As far as use of a lectern, I have mostly gotten away from that even in my alternate career as a Protestant preacher. It's a long time since I last delivered a sermon from a pulpit (or lectern), and the most engaging speakers in or out of the church or school are those who are not dependent upon reading a manuscript. When books were not yet readily available, professors and preachers by necessity read from a reading stand (i.e., lectured from a lectern). Now, I would rather interact with my audience or with the speaker.
Amen to your last paragraph, Lew!
I am very sceptical about the assertion that lectures are less effective than active learning. In particular, how does one separate learning achieved during class from learning outside class? My expectations for students is that they spend at least two hours studying for every hour in class (even more before a test/examination), even though I am well aware that many choose to rely purely on what happens in class. For students such as those who do not study, complete assigned readings, or engage with homework tasks in their own time, it would not surprise me if classroom-based active learning strategies result in better grades, given that it is the only learning that occurs. On the other hand, the handful of students who are conscientious about improving their critical thinking spend plenty of time learning actively already.

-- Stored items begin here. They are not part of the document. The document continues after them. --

PR #1451, opened 2018-05-26
Initialize session on setup

tribut:
This makes the plugin compatible with `system.session.initialize = false` which makes it possible to have no session cookie (for frontend users) while the admin login still works.

The change seems to work fine, but I'm pretty new to Grav and it is entirely possible that the initialization should happen somewhere in the login or form plugins. Any feedback appreciated.

### DIFF
--- a/admin.php
+++ b/admin.php
@@ -144,6 +144,7 @@ class AdminPlugin extends Plugin
 
         // Only activate admin if we're inside the admin path.
         if ($this->isAdminPath()) {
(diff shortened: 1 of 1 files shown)


mahagr:
I think the fix itself is fine, though as session used to be opened very early (before plugins were initialized), some plugins may break if the `system.session.initialize = false` was used, which is why it is disabled as default.

You're firing the event very early, so changes of breaking anything (except for non-admin plugins) is very low.

PR #1463, opened 2018-06-07
Fix for FILEPICKER fields that are a child field of a list

hacktisch:
I found that when a Filepicker field has a custom source folder defined, that didn't work when the filepicker was a child field (of a list). The blueprint settings wouldn't be found by this method. My proposed fix is what resolved the issue for me but I am not sure that this is 100% sound and conforms to the Grav paradigm. I'm hoping a correct fix will be included in the next update because I have no idea how I could hook this functionality properly within Grav (I'm new to Grav)

### DIFF
--- a/classes/adminbasecontroller.php
+++ b/classes/adminbasecontroller.php
@@ -751,7 +751,7 @@ class AdminBaseController
             return false;
         }
 
-        if ($data instanceof Data) {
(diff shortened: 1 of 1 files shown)


mahagr:
Looks like this has already been dealt with and released.

PR #406, opened 2011-09-29
Deprecate JDatabaseMySQL, JDatabaseExporterMySQL and parts of JBrowser

realityking:
For the MySQL stuff I decided not to add the deprecation warnings since PHP only softly deprecated mysql as well. http://news.php.net/php.internals/53799


elinw:
In the system  we use the deprecation tag gives the earliest possible release on which something will be removed. So I would say that JBrowser will be around until probably 12.3 at the earliest and that gives far warning.

realityking:
Why 12.3?

elinw:
Just arbitrary but more than 3 months notice. I don't think we have a standard minimum notice but we've discussed before on list that developers need probably 6-12 months notice.

realityking:
IMO 12.1 is totally fair for these parts(!) of JBrowser. I don't think we should remove stuff in 3.1, this way it won't be in 3.0.

elinw:
I would say minimum 12.2 then. 3 Months is not enough notice.  But I have absolutely no problem with removing deprecated items in 3.1 or even 3.2 with fair warning if it means that users and extension developers will be able to move to the newer version more quickly. It's like a short term legacy layer. We don't want to  make them prioritize removing JBrowser use over moving to UCM or making a Finder plugin.. 
Although that said, it could go into the CMS libraries until 3.0 is released--it really would have to. in fact since not having it available will break 2.5. extensions.

elinw:
Actually in thinking about this some more I would add 
@note   Will be removed when PHP support is removed from the minimum supported version of PHP.

Since we have no real idea when that will be and we are supporting 5.3 for the foreseeable future I think that's adequate even though it breaks the docblocks rules.

.

elkuku:
**Checkstyle error details:**
libraries/joomla/environment/browser.php:26
@deprecated tag comment indented incorrectly; expected 1 spaces but found 3

realityking:
_grr_ Why am I not allowed to align the deprecated tag with the others?

elinw:
I think that is an error in the check, it should be aligned.

realityking:
Closed in favor of #493.

PR #411, opened 2011-10-01
Introduce JURI::media().

realityking:
This allows accessing media resources trough a different domain which can give performance benefits. Also may make is easier to use a CDN with Joomla.

Note that the change to JBrowser is slight backward compatibility issue because it causes PHP strict warning when used like the old API. I thought it was a good idea to use a strict method here because this saves us from initializing JBrowser when we don't need it.

Original pull request: https://github.com/joomla/joomla-platform/pull/190


rvsjoen:
I think this is a nice and simple feature that will unify how to access media for a component. Although you can most certainly argue that static methods are evil, JURI::media() is likely to replace JURI::root() on a 1:1 basis, and it makes it simpler to move to another (non-static) approach later since it will be easy to separate between media access and other file access.

In short, I think the benefits outweigh the drawbacks of adding yet another static function to JURI.

realityking:
If this is ok code wise someone would need to look at the unit tests, one of the mock objects doesn't behave nicely with this.

LouisLandry:
I'd much rather see this feature not depend upon a static method like that.  I'd much rather it be a configuration value that can be interacted with in other ways.  In JWeb I added: https://github.com/joomla/joomla-platform/blob/staging/libraries/joomla/application/web.php#L1160 which attempts to solve the same problem you are trying to solve here but by using a different mechanism.

ianmacl:
We're not going to go the route of adding more static methods and properties.  JApplicationWeb::loadSystemUris goes in the direction we want to head in terms of having a store of configurable paths.

PR #415, opened 2011-10-02
Typo in JGrid

Hackwar:
A little bit embarassing, but the JGrid class has a typo in the rendering of the footer rows. It should be <tfoot> instead of <tfooter>. This has been fixed in this pull request.


LouisLandry:
Heh.  Happens to all of us from time to time. :)

PR #416, opened 2011-10-02
Default Layout should not be set in JController->display() as it's already been set in the JView Constructor

Bakual:
Only setting the view layout if a layout is passed in the request.
The default value should not be set here as it already has been set by the JView constructor, allowing for a view to have a different default value than 'default'.

### DIFF
--- a/libraries/joomla/application/component/controller.php
+++ b/libraries/joomla/application/component/controller.php
@@ -660,21 +660,15 @@ class JController extends JObject
 		$document = JFactory::getDocument();
 		$viewType = $document->getType();
 		$viewName = JRequest::getCmd('view', $this->default_view);
-		$viewLayout = JRequest::getCmd('layout', '');
+		$viewLayout = JRequest::getCmd('layout', 'default');
 
-		$view = $this->getView($viewName, $viewType, '', array('base_path' => $this->basePath));
+		$view = $this->getView($viewName, $viewType, '', array('base_path' => $this->basePath, 'layout' => $viewLayout));
 
 		// Get/Create the model
 		if ($model = $this->getModel($viewName))
 		{
 			// Push the model into the view (as default)
 			$view->setModel($model, true);
-		}
-
-		// Set the layout
-		if ($viewLayout)
-		{
-			$view->setLayout($viewLayout);
 		}
 
 		$view->assignRef('document', $document);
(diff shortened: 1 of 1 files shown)


chdemko:
I don't see any objection to accept this pull request

Hackwar:
The best way would be to move this up a bit and put the layout variable into the config array of the JView constructor. So instead of removing the default value in line 663, we could simply replace line 665 with:

$view = $this->getView($viewName, $viewType, '', array('base_path' => $this->basePath, 'layout' => $viewLayout));

and completely remove lines 675 to 678.

Bakual:
I don't think that would be better.
As it is now, the custom view constructor could define a default layout by simply using: 

$config['layout'] = 'new_default';
parent::__construct($config);

If the custom view constructor doesn't set a layout, then the JView class will set it to 'default'.
The controller afterwards would override that default layout only if it's requested.

With your change the JView class would never set a default, since the array key is already present (and it only checks for that). So the controller would need to set the default value (which would be against MVC), but then a custom view class could not set a new default, or it needs much more code to do so (check if a layout is passed in request, basically doing the controller stuff again, which again is against MVC).

Hackwar:
The idea was, that the code looks like this:
$viewLayout = JRequest::getCmd('layout', 'default');

$view = $this->getView($viewName, $viewType, '', array('base_path' => $this->basePath, 'layout' => $viewLayout));

In this case, you always have at least "default" as your layout. If you are overriding this in the constructor of the custom view class like you described, it would still work. There is one downside however. If a constructor in the custom view does the same check:
if(isset($config['layout']))
    $config['layout'] = 'newdefault';
it would fail because the controller sets the layout automatically by default. The code would still be MVC-theory compliant, but you might argue that it is not 10000000% backwards compatible.

Bakual:
Backwards compatibility isn't really an issue since it doesn't work as of today :)

The code in a custom view constructor would then have to look like this:

if (!JRequest::getCmd('layout', ''))
{
    $config['layout'] = 'new_default';
}
parent::__construct($config);

This would work, however it takes calls JRequest twice for exactly the same thing. Alltough only if there is a custom default which probably is rare.
However I'm not sure if it's the best approach. That's up to others than me to decide. I'm happy if it's working in the end :)

Hackwar:
By default, we would have less code executed. A custom view constructor could act like this:

$config['layout'] = JRequest::getCmd('layout', 'customdefault');
parent::__construct($config);

Bakual:
Ah true, that would be easy enough. I agree with you :)

I think we need a new Pull Request now? I'm not that familiar with GitHub yet.

Hackwar:
Not really, simply change the code in your branch and it will automatically show up in this pull request.

Bakual:
Hopefully that worked

Hackwar:
Looks good

PR #418, opened 2011-10-02
Databasefield and fixes to getConnectors method

elinw:
This addresses some problems in getConnectors which made it not work with the current file structure in the database folder and with the newer naming conventions for the database class. 
It also adds a new field that uses getConnectors to dynamically create a list of available database connection/driver combinations optionally constrained to a list of supported databases for the application.

This will be important for multidatabase support since not all servers will support all databases and not all applications will support all available drivers.


elinw:
Oh that is a messy pull request.

PR #419, opened 2011-10-03
Issues in getConnectors and a databaseconnection field

elinw:
This addresses some problems in getConnectors which made it not work with the current file structure in the database folder and with the
newer naming conventions for the database class. 
It also adds a new field that uses getConnectors to dynamically create a
list of available database connection/driver combinations optionally
constrained to a list of supported databases for the application.

This will be important for multidatabase support since not all servers
will support all databases and not all applications will support all
available drivers.


libraries/joomla/database/database.php
```diff
@@ -169,57 +177,71 @@ abstract class JDatabase implements JDatabaseInterface
...
+		if (isset(self::$connectors))
+		{
+			return self::$connectors;
+		}
 		// Instantiate variables.
 		$connectors = array();
 
 		// Get a list of types.
-		$types = JFolder::folders(dirname(__FILE__));
+		$types = JFolder::files(dirname(__FILE__).'/database');
```
chdemko, line 188: you can add some parameters to JFolder::files to filters the files you need (avoiding the tests done after)

libraries/joomla/database/database.php
```diff
@@ -169,57 +177,71 @@ abstract class JDatabase implements JDatabaseInterface
...
+				// If the class doesn't exist, let's look for it in a folder and register it.
+				if (!class_exists($class)) {
+	
+					// Derive the file path for the driver class.
+					$path = dirname(__FILE__).  '/database/' . $type . '/'. $driverfile;
+	
+					// If the file exists register the class with our class loader.
+					if (file_exists($path))
+					{
+						JLoader::register($class, $path);
```
chdemko, line 221: I think you have to get a third parameter to JLoader::register: true to force the update of the classes list in the loader

libraries/joomla/database/database.php
```diff
@@ -169,57 +177,71 @@ abstract class JDatabase implements JDatabaseInterface
...
-
-		return $connectors;
+				
+				// Sweet!  Our class exists, so now we just need to know if it passes it's test method.
+				if ($class::test())
+				{
+					$connectors[] = $type;
+				}
+			}		
+			self:$connectors = $connectors;
```
chdemko: use self::$connectors (not self:$connectors)

libraries/joomla/database/database.php
```diff
@@ -169,57 +177,71 @@ abstract class JDatabase implements JDatabaseInterface
...
+			
+			return self:$connectors;
 	}
```
chdemko, line 246: it seems to lack a closing bracket

libraries/joomla/database/database.php
elinw, line 188: I'm not sure what parameters you might mean given that we are trying to pick up the databases dynamically from the file names.  The point being we don't know their names in advance.

chdemko, line 188: after that line, you are excluding some files (containing 'exporter, 'importer', ...). Yo can do that while you are calling JFolder::files

chdemko:
Would it be possible to put all files concerning a connector in a folder named

libraries/joomla/database/database/_connector_

i.e. for mysql:

libraries/joomla/database/database/mysql

and name these files

libraries/joomla/database/database/mysql/driver.php: define class JDatabaseMysqlDriver
libraries/joomla/database/database/mysql/exporter.php: define class JDatabaseMysqlExporter
libraries/joomla/database/database/mysql/importer.php: define class JDatabaseMysqlImporter
libraries/joomla/database/database/mysql/query.php: define class JDatabaseMysqlQuery

when a JDatabase::getInstance or JDatabase::getConnectors is called, do a JLoader::discover('JDatabase'.$type, dirname(__FILE__) . '/' . $type);

and replace
$class = 'JDatabaseDriver' . ucfirst(trim($type));
by
$class = 'JDatabase'.ucfirst(trim($type)).'Driver';

elinw:
Christophe, 

That idea was discussed several months ago and will happen eventually. As you can tell, the code I submitted alreay begins the process of looking in folders with the same names as the types.  Please note that this is not a refactoring this is a bug fix (getConnectors is looking in the wrong places for files, for the wrong class names, and so on) and attempt to add a field that is absolutely necessary to be in 11.3 if we are going to have useful multiple database support in any applications.  The bug fixes to getConnector are only consequent to making the field. In the future someone can take up refactoring including reorganizing the files but that is not what this is about.  Let's try to avoid scope creep on bug fixes.

elinw:
Ok fixed the missing : and } .

libraries/joomla/database/database.php
elinw, line 188: It is better to do it that way than writing regex for those strings.

libraries/joomla/database/database.php
elinw, line 221: No, I don't think that is correct. We are just making a list here, not overriding.

LouisLandry:
So I think if you look at the current version of this method in staging: https://github.com/joomla/joomla-platform/blob/staging/libraries/joomla/database/database.php#L161

There are really only three lines that need to change here: 176, 188 and 195.  Every other aspect of this method should work very well as expected.  The form field I am fine with, but as for the JDatabase::getConnectors() method I don't think it requires memory caching or that much change.

elinw:
Should we look for driver.php? It seems out of bounds to me at this point. 

In other words are you saying just do $type.php and be done?

elinw:
sigh i's going to be easier to close this.

PR #420, opened 2011-10-08
JGrid: Small refactoring

Hackwar:
After some more thought, the function addRowCell is ill-named and should be setRowCell. I also added getter/setter for the Row Option. The unittests have been changed accordingly.


Hackwar:
Also had to change the behavior of the setRowCell function to completely replace the options of the row cell.

Hackwar:
There was a bug in the rendering of row-attributes, which was fixed in this last commit. I also cleaned up the rendering function a bit. instead of having three functions to render the header, footer and body, we now have only one function that renders table areas and only switches out the changing parts, which is less code and potentially a small performance gain.

chdemko:
Hi Hannes,

Could you please update your branch (patch cannot be applied)

Hackwar:
In the hopes that I did this right: The conflict should be fixed now.

PR #421, opened 2011-10-09
Plugin event and common layouts in JView

Hackwar:
This pull request adds a plugin event "onDisplayView" to display(), which allows to modify the JView object, so that a plugin for example could add columns to a JGrid object or choose a different layout to load.

This example shows a method from a potential plugin and what that plugin could do to the view object

``` php
function onDisplayView($context, $view)
{
    //Return if the view is not the articles view of com_content
    if($context != 'content.articles') {
        return false;
    }

    //Remove the column from the com_content articles list table
    $view->table->deleteColumn('id');

    //Set a different layout than the one that was decided by the controller/URL/router
    $view->setLayout('mycustomlayout');

    //Add a different path for layouts so that you can use your own layouts, for example for a series of templates
    $view->addTemplatePath(JPATH_ROOT.'/plugins/system/contentlayouts/');
}
```

This pull also adds two other features. The first is a parameter $common to display() and loadTemplate(), which loads a common layout from a special folder, so that a generalized form layout for all components can be made or a generalized list layout for backend views. The second is a parameter $data to loadTemplate(), which allows recursive calls, like in the category tree of a category (or categories) view.

This example shows how the $data parameter in a layout might be used:

``` php
if($data) {
    $categories = $data;
} else {
    $categories = $this->categories;
}

echo '<ul>';
foreach($categories as $category) {
    echo '<li>'.$category->name;
    if(count($category->getChildren())) {
        //'childcategories' is this layout
        $this->loadTemplate('childcategories', $common, $category->getChildren());
    }
    echo '</li>';
}
echo '</ul>';
```

I also covered some methods with unittests. Unfortunately I don't know how to cover the two methods that I changed by unittests.


Hackwar:
Anything new on this one?

Hackwar:
The added unittest for get() is for this pull request: https://github.com/joomla/joomla-platform/pull/336 and will not pass completely on this code base.

Hackwar:
Don't know if you are right, but agreeing with you on this one. :-) Done.

libraries/joomla/application/component/view.php
```diff
@@ -49,6 +49,13 @@ class JView extends JObject
 	protected $_defaultModel = null;
 
 	/**
+	 * The plugin group to load for the view
+	 * 
+	 * @var string
+	 */
+	protected $_group = null;
```
eddieajau: Protected class properties don't have an underscore.

Hackwar: I added the underscore in order to keep it in the style of the rest of the class. Should this be changed in this case?

eddieajau: Yes please. Any new work should match the current check-style rules.  Thanks.

Hackwar:
Added a few more unittests for JView

AmyStephen:
Just my opinion, but, a core framework class like JView should not have logic in it specific to a single component/view. Abstracting this concept out so that it is applicable to any component/view would be best.

Hackwar:
Sorry, but which component specific logic do you mean?

AmyStephen:
Hannes - my apologies, I see now that you are sharing an example of usage -- not a hardcoding 'content.article' in JView.

eddieajau:
I'm not overly comfortable with the changes for a few reasons:
1. I'd like to see some buy-in and testing/confirmation from the CMS, that this is the right way to do this.
2. I don't know if onDisplayView is the right way to handle the event. I think that needs more investigation.
3. I'm aware quite a few people want to revisit the MVC triad so I think it would be better to review these kinds of changes with that review.

I'm going to close this pull for the platform for those reasons, for now, but it could be that they could still be applied to the CMS as a view class override which, to be honest, is a better place for these changes in my opinion (but I'm happy to be convinced otherwise in a peer review of the MVC API).

Hackwar:
I kindly ask you to reconsider. This change is extremely usefull for every developer out there and it especially allows existing extensions to use this feature without any change.

Regarding #1: What kind of buy-in do you expect from the CMS? So far there is quite a lot of positive feedback on the mailinglist regarding this, so I would consider this a good addition.

Regarding #2: I looked for a short and concise event name, so this is what came up. I would rather not change it to something like in JModelForm, which I think is pretty long and to specific aimed at "content".

Regarding #3: I don't see the complete refactor of the MVC triad happening in Joomla 2.5 and I'm happy to scrap this feature again when the new implementation is there. However, for the time being, its an unobtrusive and simple way to greatly boost the flexibility. If this does not get into 2.5, it means that most extensions wont be able to use it for the next 18 months.

This feature for me is a pretty crucial part of the JGrid implementation, since it allows me (and several other extensions) to drop our own user-list view and instead augment the existing user manager or extend the details listed for an article in the article list view. 

Please reconsider this request.

eddieajau:
Hannes, which mailing list are you referring to?  On the platform list only Nic replied.  With all due respect "a lot of positive feedback" is hardly accurate.  If there is discussion elsewhere that I'm not aware of, I'm happy to peruse it.

I'm not so much worried about the event name, but how/when/where it's executed.  You also have to realise that the platform is being used for more than the CMS.  A review of the MVC is independent of what is or isn't in Joomla 2.5.

Whatever that case, closing this pull is just that.  It's not ready in my opinion and we don't have enough tools on this tracker to put it in a holding pattern.  It's nothing personal, it doesn't mean it can't go in, it just means it's off the pull request list for now.  That's all.

AmyStephen:
Hannes - Since this approach calls for a plugin, I'm just not understanding how it's any easier than simply overriding the view using a system plugin. I'd be more inclined to support it if it actually made it easier for frontend devs to change the layout, but they are not likely to have these skills. I've looked a few times at this but I end up just sort of scratching my head on how it's better.

+1 on looking at the MVC triad more deeply. Now that we have some experience with it, I think there are good gains to be found.

Hackwar:
I don't want to start making this into a discussion forum, so the short answer is: Try to override a class/view two times. My usecase is a shopping component and a forum component, which both want to display data in the user list view. The first one wants to show open/closed orders and the second one wants to show the number of postings from that user. This currently is not possible, with the combination of JGrid and this pull request, it would be.

eddieajau:
Hannes, I understand what you are saying, but I think you are into very application specific territory with your use-case.  Now, this might turn out to be a great solution, it might not, but I'd like to spend some time on having a plan for where MVC is going, not least of which is working out where new "hooks" should be placed, before we slap more things into it.  I think that's a fair and reasonable approach and I know quite a few people want to join that conversation.

oc666:
Hey all,
sorry to pop-up this issue out of the basement, but really good use case is when plugin needs to override component view layout. It can't be done with the current state of joomla.
See also my post in the list: http://groups.google.com/group/joomla-dev-general/browse_thread/thread/3911061f0e98a734

PR #422, opened 2011-10-09
CodeSnifferTester

elkuku:
This is an **experiment** !
It contains a set of files with potential _coding standards violations_ `bad.php` and their _good_ counterparts `good.php`.
The purpose is
1. Verify that the code sniffer detects the violations and find violations not covered by a sniff.
2. By providing the sniff result from a reference system (ATM mine), other systems could be checked to ensure that the sniffer works the same way on different operating systems (Not sure if that really makes sense, or is applicable on systems like windows...). The files `good.xml` and `bad.xml` contain the code sniffer output.
3. Generate some simple documentation (aka Cheat Sheet ?) by parsing the PHP files and the included comments. A sample HTML output can be seen here: http://elkuku.github.com/joomla-platform/coding-standards/cheat-sheet/
   Parsing into Docbook should also be possible.

Three command line scripts are included:
1. `runtests.php` Runs the tests (phpcs has to be in your PATH) and verifies the results against the reference output. (purpose 2)
2. `maketests.php` Should be executed if anything "changes" (for purpose 2)
3. `makedoc.php` parses the PHP files and generates a HTML output. (Purpose 3)


LouisLandry:
I feel like this may be better suited for it's own repo.  I love seeing tools like this coming to life, and I am incredibly supportive... but I'm not sure that this really belongs in the main repository.  What do you think?

eddieajau:
Nikolai, this is great work but we're going to look at doing this in a new repo so that it can be used elsewhere (eg, for the CMS as well). On that basis I'm going to close this pull and we'll contact you when we have a new repo set up.

elkuku:
That's good news.
As I stated it was only an experiment. It helped me in creating and verifying the sniffs and maybe it could be used to generate some kind of documentation so the (dummy) code would server multiple purposes.
Speaking of which, would you like me to update / add the "new standards" to the docbook documentation ? 

Looking forward to get my hands on the CMS code as well :).

eddieajau:
Yes, please update the standards documents. That would be great. Thanks!

elkuku:
Fine - right now I am at #CPQUITO - but next week I believe I will find some time to work on this one.

elkuku:
Quick question @eddieajau: Do I need to adjust any settings in XMLMind to edit the documentation (like max. line length) ?

eddieajau:
I've got indentation set to 2, and max line length set to 130.

PR #423, opened 2011-10-09
CodeSniffer should run from any directory

elkuku:
Right now it is required to copy or softlink the coding standards to your system standards directory in order to use them.
I find this difficult for testing and it might also raise the barriers for developers.

The reason the sniffs won't run from any directory is the fact that they make one reference to a system standard called "Joomla" - only to set the severity for inline control structures from error to warning...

I believe this is exactly what the research is showing: Active learning improves the learning outcomes of weaker and marginalized students whereas good students continue to do well despite our best intentions as teachers.
Freeman, S., Eddy, S. L., McDonough, M., Smith, M. K., Okorafor, N., Jordt, H., and Wenderoth, M. P. (2014). Active learning increases student performance in science, engineering, and mathematics. Proceedings of the National Academy of Sciences (PNAS), 111(23), 8410-8415. http://dx.doi.org/10.1073/pnas.1319030111
None of the studies that I have read successfully separate classroom learning from self-study. The populist view seems to be that time spent in class is the only time a student learns. I trust this is not the view of most college and university educators. Otherwise, the notion of higher education has been replaced by spoon-fed remediation.
Hmmm…. that is certainly not my understanding of active learning though I have read definitions which define it narrowly in terms of only what happens in class. My understanding is that active learning involves students preparing before class outside of class in order to be able apply their learning in-class. Sometimes active learning seems to me to be old school – asking our students to prepare for class by doing their reading before hand. I think how active learning improves on past practice is that students are now held accountable for that prior preparation. But many would then say that I am thinking of active learning narrowly in terms of flipping the classroom. But again, isn't flipping the classroom what was expected back in the "old days"? Except that now, the flipped classroom holds students accountable for their out of class preparation.
Oh, I hate podiums! If there is one in the room and it is on wheels, the first thing I do is move it to a corner in the back of the room. When I "lecture" I walk around the entire room, making sure to include students in on the conversation. I'd much rather hear their thoughts and points, than just me talking at them.